The Inner River Awakens
Ezekiel 47:1-6 - A Neville Goddard interpretation
Read Ezekiel 47 in context
Scripture Focus
Biblical Context
Ez 47:1-6 shows a guide leading Ezekiel to the temple door where waters pour forth and rise from ankles to a river too deep to cross. It presents an inward ascent of life, moving from shallow awareness toward a radiant, expansive flow.
Neville's Inner Vision
Your temple is not a distant cathedral but the field of your own awareness; the waters that issue from its threshold are the living movements of I AM, your true self expressing as feeling and form. The waters begin at the ankles as a delicate recognition that life is in you now, and your imagination—your inner man with the line—measures your willingness to descend. As the waters rise to the knees, the hips, and then to the loins, you are not entering something outside you; you are surrendering belief to the current of consciousness that you already are.

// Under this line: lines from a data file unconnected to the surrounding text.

PR #6313, opened 2021-04-08
Updated VANCAT Token logo.

vancattoken:


catenocrypt:
Submission looks OK. 
Ignore error about decimals, value 0 is OK here.

PR #6437, opened 2021-04-13
Add SEFI

nocanvas:
add sefi folder, info.json and logo

PLEASE NOTE - this is a cross chain asset, that exists as a wrapped version of SEFI on Secret Network which is a cosmos based chain. The erc20 version we are listing has 1000 holders, but there are over 5000 holders on the secret network.

PR #6439, opened 2021-04-14
redoing from earlier pull 6437

nocanvas:
this was a redo from https://github.com/trustwallet/assets/pull/6437


nocanvas:
PLEASE NOTE - this is a cross chain asset, that exists as a wrapped version of SEFI on Secret Network which is a cosmos based chain. The erc20 version we are listing has 1000 holders, but there are over 5000 holders on the secret network.

PR #6453, opened 2021-04-14
change MOONI logo

mooni-defi:


mooni-defi:
There is a conflict, but should we pay? We just changed the logo.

When the guide says, 'Hast thou seen this?' you glimpse that the river is never separate from you, only a shift in perception. The river you cannot pass over is your own sense of limitation dissolving into the wider life that you are. The final return to the brink is not withdrawal but incorporation: you return to ordinary sight with a new interior landscape—an inward temple where the I AM flows free, and the world you see is the outward sign of an inward river. Your practice starts here, in feeling it real, and ends in a life that cannot be crossed by the old self.
Practice This Now
Close your eyes and imagine stepping into ankle-deep waters flowing from the temple. Hold the feeling as it rises to the knees, then the loins, until you know you are the river itself.